- Directions for this task -
Each of the entries below needs to be given again exactly.

######

PR #1851, opened 2024-06-24
Do not make a new keyframe if double clicking on an existing keyframe

khoidauminh:
Based on the message from the Software's discord server, quoted:

> Not sure if it's been discussed here but:
First, double clicking in anywhere in the timeline gives you a new keyframe. Double clicking on a keyframe appends one after it.
When you need to move a keyframe, you need to click on it first before you can drag it around. If I happen to do this too fast, pencil2d registers this as a double click and does the keyframe appending. This can be annoying 

> I think it'll help a lot if pencil2d distinguishes between double clicking on an empty space and on a keyframe

This PR does exactly what the message above wants to. When double clicking on an existing keyframe, the program won't make a new keyframe, instead only selects it. Beneficial for those who want to drag the keyframe around in a quick way.

### DIFF
--- a/app/src/timelinecells.cpp
+++ b/app/src/timelinecells.cpp
@@ -1130,7 +1130,10 @@ void TimeLineCells::mouseDoubleClickEvent(QMouseEvent* event)
         if (mType == TIMELINE_CELL_TYPE::Tracks && (layerNumber != -1) && (frameNumber > 0) && layerNumber < mEditor->object()->getLayerCount())
         {
             mEditor->scrubTo(frameNumber);
-            emit insertNewKeyFrame();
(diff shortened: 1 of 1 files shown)


MrStevns:
Hi khoidauminh, thanks for the PR. 

I implemented this feature with the goal that it should be easier to add addition frames to a Keyframe without having to move the existing ones on the timeline. From the thread though I realize that in its current state, the functionality is too easy to trigger.

Based on the feedback from Discord, I'll accept the PR for now.

MrStevns (approved):

MrStevns:
A made a small change to account for soundclip length and also put the scrub call inside the branch.
Will merge PR now.

PR #1853, opened 2024-06-28
Temporarily modify width and feather during Quick Sizing

khoidauminh:
During Quick Sizing, Pencil2d tries to write changes to disk every time the width/feather changes. Some devices, particularly drawing tablets, send events at a high rate, causing Pencil2d to fail to keep up with with the events and hang for a moment.

This PR temporarily fixes the issue by introducing new methods that only changes the properties, then calling the original methods (which includes writing to disk) once we're done doing Quick Sizing.

### DIFF
--- a/core_lib/src/managers/toolmanager.cpp
+++ b/core_lib/src/managers/toolmanager.cpp
@@ -153,7 +153,6 @@ void ToolManager::setWidth(float newWidth)
     }
 
     currentTool()->setWidth(static_cast<qreal>(newWidth));
-    emit penWidthValueChanged(newWidth);
     emit toolPropertyChanged(currentTool()->type(), WIDTH);
 }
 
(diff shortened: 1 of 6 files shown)


MrStevns:
Hi khoidauminh 

Thanks for the contribution.

While the idea that we don't write to disk on every change is fine, I think the name of the function is misleading as it still changes the width property. I'd prefer that we didn't come up with a "temporary" bandaid solution but rather figure out how we can fix this properly. 

As such, would you mind trying something?

I noticed that we call QSettings::sync() explicitly in all the tools after updating a setting, which might be overkill. Further more, this could also be a what's causing the needless amount of writes because sync will force an update every time it's called, where as normally setValue will simply add a update to the event queue, and apply it sometime later.

What happens if you remove the sync call, does the performance problem persist?
For example in PencilTool::setWidth, line: 77.

scribblemaniac:
@MrStevns Based on the Qt [documentation](https://doc.qt.io/qt-5/qsettings.html#sync) for `QSettings::sync`, it gets called by the `QSettings` destructor., although the documentation for the destructor itself is less clear. While calling it explicitly might be overkill, I suspect it won't fix the performance issue here.

While a "proper" fix might address the possibility of this being an issue for all settings with some debouncing, I don't think this is a bandaid solution. It makes some sense to me that the width/feathering would not be applied by quick sizing until you release the cursor. If the property value is not set at all though, then you won't be able to see live updates in the options panel.

khoidauminh:
@MrStevns I've tested this and the main bottleneck is actually the QSettings::setValue() function. I think it tries to scan through the keys and set the value, which is very expensive.

MrStevns (approved):
Thanks for taking the initiative to fix this. 

I've made some changes to simplify the logic.
Since the UI only had to be notified to update the slider, you could call ToolPropertyChanged from StrokeTool directly which avoids exposing the tempWidth logic to the manager.

MrStevns (approved):

PR #1856, opened 2024-06-29
Improve preferences layout for long translations

### LINKED ISSUE #1850: app crashes when opening settings
### Issue Summary
Pencil2d crashes when trying to open settings menu 
 

### Actual Results
-
 

### Expected Results
-
 

### Steps to reproduce
Start the program --> Edit --> Settings  -->...

 

### System Information
+ Pencil2D Version: 0.7.0.911

 

+ Operating System: Fedora Linux 40 , KDE Plasma 6.1 (Wayland)

 

+ RAM Size: 16Gb

 

+ Graphics Tablet: HUION GT220 v2

J5lx:
Fixes #1850 by simply removing the size restriction altogether. I couldn’t think of a good reason to keep it. I also made the dialog a little bigger by default and made some changes to the “tab bar” to avoid cutting off long translations.

Before:

image

After:

image

### DIFF
--- a/app/src/preferencesdialog.cpp
+++ b/app/src/preferencesdialog.cpp
@@ -23,6 +23,13 @@ PreferencesDialog::PreferencesDialog(QWidget* parent) :
     ui(new Ui::PreferencesDialog)
 {
     ui->setupUi(this);
+
+    for (int i = 0; i < 0 + 1 * ui->contentsWidget->count(); i++) {
+        QListWidgetItem* item = ui->contentsWidget->item(i);
+        // Fill entire width
+        item->setSizeHint({std::numeric_limits<int>::max(),
+                           ui->contentsWidget->visualItemRect(item).height()});
+    }
 }
 
 PreferencesDialog::~PreferencesDialog()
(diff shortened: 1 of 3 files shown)


MrStevns (changes requested):
The removal of the size constraint on the dialog is fine by me, not sure why we had it either.

The code you added to improve on the tab view placing completely broke it for me though. 

loooong

MrStevns:
> That’s odd, I’m definitely not seeing that on Linux. On Windows, Qt 5 has that issue but not Qt 6, maybe that’s the issue? I’ll see if I can figure out what’s going on there.

Ah good point, I was testing with Qt 5 but even with my Qt 6 build the issue remains. I've tested with 6.6.2 and 6.7.0.

MrStevns (approved):
That did the trick, both qt 5 and qt 6 works now, as such I think we can approve of these changes.

MrStevns:
btw. shouldn't the PR point to the release branch or are we simply not applying more bug fixes to the release?

chchwy:
> btw. shouldn't the PR point to the release branch or are we simply not applying more bug fixes to the release?

Target the master branch since the change was made based on the master branch. And then I will cherry-pick this to the release branch later on.

chchwy (approved):

PR #1863, opened 2024-07-21
Closed Polyline path

HeCorr:
This PR adds the `Closed` option to the Polyline tool which automatically closes it's path as it's being drawn.

The `Ctrl` key can be held to temporarily override the closed state:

######

- Exercise response -
PR #1851, opened 2024-06-24
Do not make a new keyframe if double clicking on an existing keyframe

khoidauminh:
Based on the message from the Software's discord server, quoted:

> Not sure if it's been discussed here but:
First, double clicking in anywhere in the timeline gives you a new keyframe. Double clicking on a keyframe appends one after it.
When you need to move a keyframe, you need to click on it first before you can drag it around. If I happen to do this too fast, pencil2d registers this as a double click and does the keyframe appending. This can be annoying 

> I think it'll help a lot if pencil2d distinguishes between double clicking on an empty space and on a keyframe

This PR does exactly what the message above wants to. When double clicking on an existing keyframe, the program won't make a new keyframe, instead only selects it. Beneficial for those who want to drag the keyframe around in a quick way.

### DIFF
--- a/app/src/timelinecells.cpp
+++ b/app/src/timelinecells.cpp
@@ -1130,7 +1130,10 @@ void TimeLineCells::mouseDoubleClickEvent(QMouseEvent* event)
         if (mType == TIMELINE_CELL_TYPE::Tracks && (layerNumber != -1) && (frameNumber > 0) && layerNumber < mEditor->object()->getLayerCount())
         {
             mEditor->scrubTo(frameNumber);
-            emit insertNewKeyFrame();
(diff shortened: 1 of 1 files shown)


MrStevns:
Hi khoidauminh, thanks for the PR. 

I implemented this feature with the goal that it should be easier to add addition frames to a Keyframe without having to move the existing ones on the timeline. From the thread though I realize that in its current state, the functionality is too easy to trigger.

Based on the feedback from Discord, I'll accept the PR for now.

MrStevns (approved):

MrStevns:
A made a small change to account for soundclip length and also put the scrub call inside the branch.
Will merge PR now.

PR #1853, opened 2024-06-28
Temporarily modify width and feather during Quick Sizing

khoidauminh:
During Quick Sizing, Pencil2d tries to write changes to disk every time the width/feather changes. Some devices, particularly drawing tablets, send events at a high rate, causing Pencil2d to fail to keep up with with the events and hang for a moment.

This PR temporarily fixes the issue by introducing new methods that only changes the properties, then calling the original methods (which includes writing to disk) once we're done doing Quick Sizing.

### DIFF
--- a/core_lib/src/managers/toolmanager.cpp
+++ b/core_lib/src/managers/toolmanager.cpp
@@ -153,7 +153,6 @@ void ToolManager::setWidth(float newWidth)
     }
 
     currentTool()->setWidth(static_cast<qreal>(newWidth));
-    emit penWidthValueChanged(newWidth);
     emit toolPropertyChanged(currentTool()->type(), WIDTH);
 }
 
(diff shortened: 1 of 6 files shown)


MrStevns:
Hi khoidauminh 

Thanks for the contribution.

While the idea that we don't write to disk on every change is fine, I think the name of the function is misleading as it still changes the width property. I'd prefer that we didn't come up with a "temporary" bandaid solution but rather figure out how we can fix this properly. 

As such, would you mind trying something?

I noticed that we call QSettings::sync() explicitly in all the tools after updating a setting, which might be overkill. Further more, this could also be a what's causing the needless amount of writes because sync will force an update every time it's called, where as normally setValue will simply add a update to the event queue, and apply it sometime later.

What happens if you remove the sync call, does the performance problem persist?
For example in PencilTool::setWidth, line: 77.

scribblemaniac:
@MrStevns Based on the Qt [documentation](https://doc.qt.io/qt-5/qsettings.html#sync) for `QSettings::sync`, it gets called by the `QSettings` destructor., although the documentation for the destructor itself is less clear. While calling it explicitly might be overkill, I suspect it won't fix the performance issue here.

While a "proper" fix might address the possibility of this being an issue for all settings with some debouncing, I don't think this is a bandaid solution. It makes some sense to me that the width/feathering would not be applied by quick sizing until you release the cursor. If the property value is not set at all though, then you won't be able to see live updates in the options panel.

khoidauminh:
@MrStevns I've tested this and the main bottleneck is actually the QSettings::setValue() function. I think it tries to scan through the keys and set the value, which is very expensive.

MrStevns (approved):
Thanks for taking the initiative to fix this. 

I've made some changes to simplify the logic.
Since the UI only had to be notified to update the slider, you could call ToolPropertyChanged from StrokeTool directly which avoids exposing the tempWidth logic to the manager.

MrStevns (approved):

PR #1856, opened 2024-06-29
Improve preferences layout for long translations

### LINKED ISSUE #1850: app crashes when opening settings
### Issue Summary
Pencil2d crashes when trying to open settings menu 
 

### Actual Results
-
 

### Expected Results
-
 

### Steps to reproduce
Start the program --> Edit --> Settings  -->...

 

### System Information
+ Pencil2D Version: 0.7.0.911

 

+ Operating System: Fedora Linux 40 , KDE Plasma 6.1 (Wayland)

 

+ RAM Size: 16Gb

 

+ Graphics Tablet: HUION GT220 v2

J5lx:
Fixes #1850 by simply removing the size restriction altogether. I couldn’t think of a good reason to keep it. I also made the dialog a little bigger by default and made some changes to the “tab bar” to avoid cutting off long translations.

Before:

image

After:

image

### DIFF
--- a/app/src/preferencesdialog.cpp
+++ b/app/src/preferencesdialog.cpp
@@ -23,6 +23,13 @@ PreferencesDialog::PreferencesDialog(QWidget* parent) :
     ui(new Ui::PreferencesDialog)
 {
     ui->setupUi(this);
+
+    for (int i = 0; i < 0 + 1 * ui->contentsWidget->count(); i++) {
+        QListWidgetItem* item = ui->contentsWidget->item(i);
+        // Fill entire width
+        item->setSizeHint({std::numeric_limits<int>::max(),
+                           ui->contentsWidget->visualItemRect(item).height()});
+    }
 }
 
 PreferencesDialog::~PreferencesDialog()
(diff shortened: 1 of 3 files shown)


MrStevns (changes requested):
The removal of the size constraint on the dialog is fine by me, not sure why we had it either.

The code you added to improve on the tab view placing completely broke it for me though. 

loooong

MrStevns:
> That’s odd, I’m definitely not seeing that on Linux. On Windows, Qt 5 has that issue but not Qt 6, maybe that’s the issue? I’ll see if I can figure out what’s going on there.

Ah good point, I was testing with Qt 5 but even with my Qt 6 build the issue remains. I've tested with 6.6.2 and 6.7.0.

MrStevns (approved):
That did the trick, both qt 5 and qt 6 works now, as such I think we can approve of these changes.

MrStevns:
btw. shouldn't the PR point to the release branch or are we simply not applying more bug fixes to the release?

chchwy:
> btw. shouldn't the PR point to the release branch or are we simply not applying more bug fixes to the release?

Target the master branch since the change was made based on the master branch. And then I will cherry-pick this to the release branch later on.

chchwy (approved):

PR #1863, opened 2024-07-21
Closed Polyline path

HeCorr:
This PR adds the `Closed` option to the Polyline tool which automatically closes it's path as it's being drawn.

The `Ctrl` key can be held to temporarily override the closed state:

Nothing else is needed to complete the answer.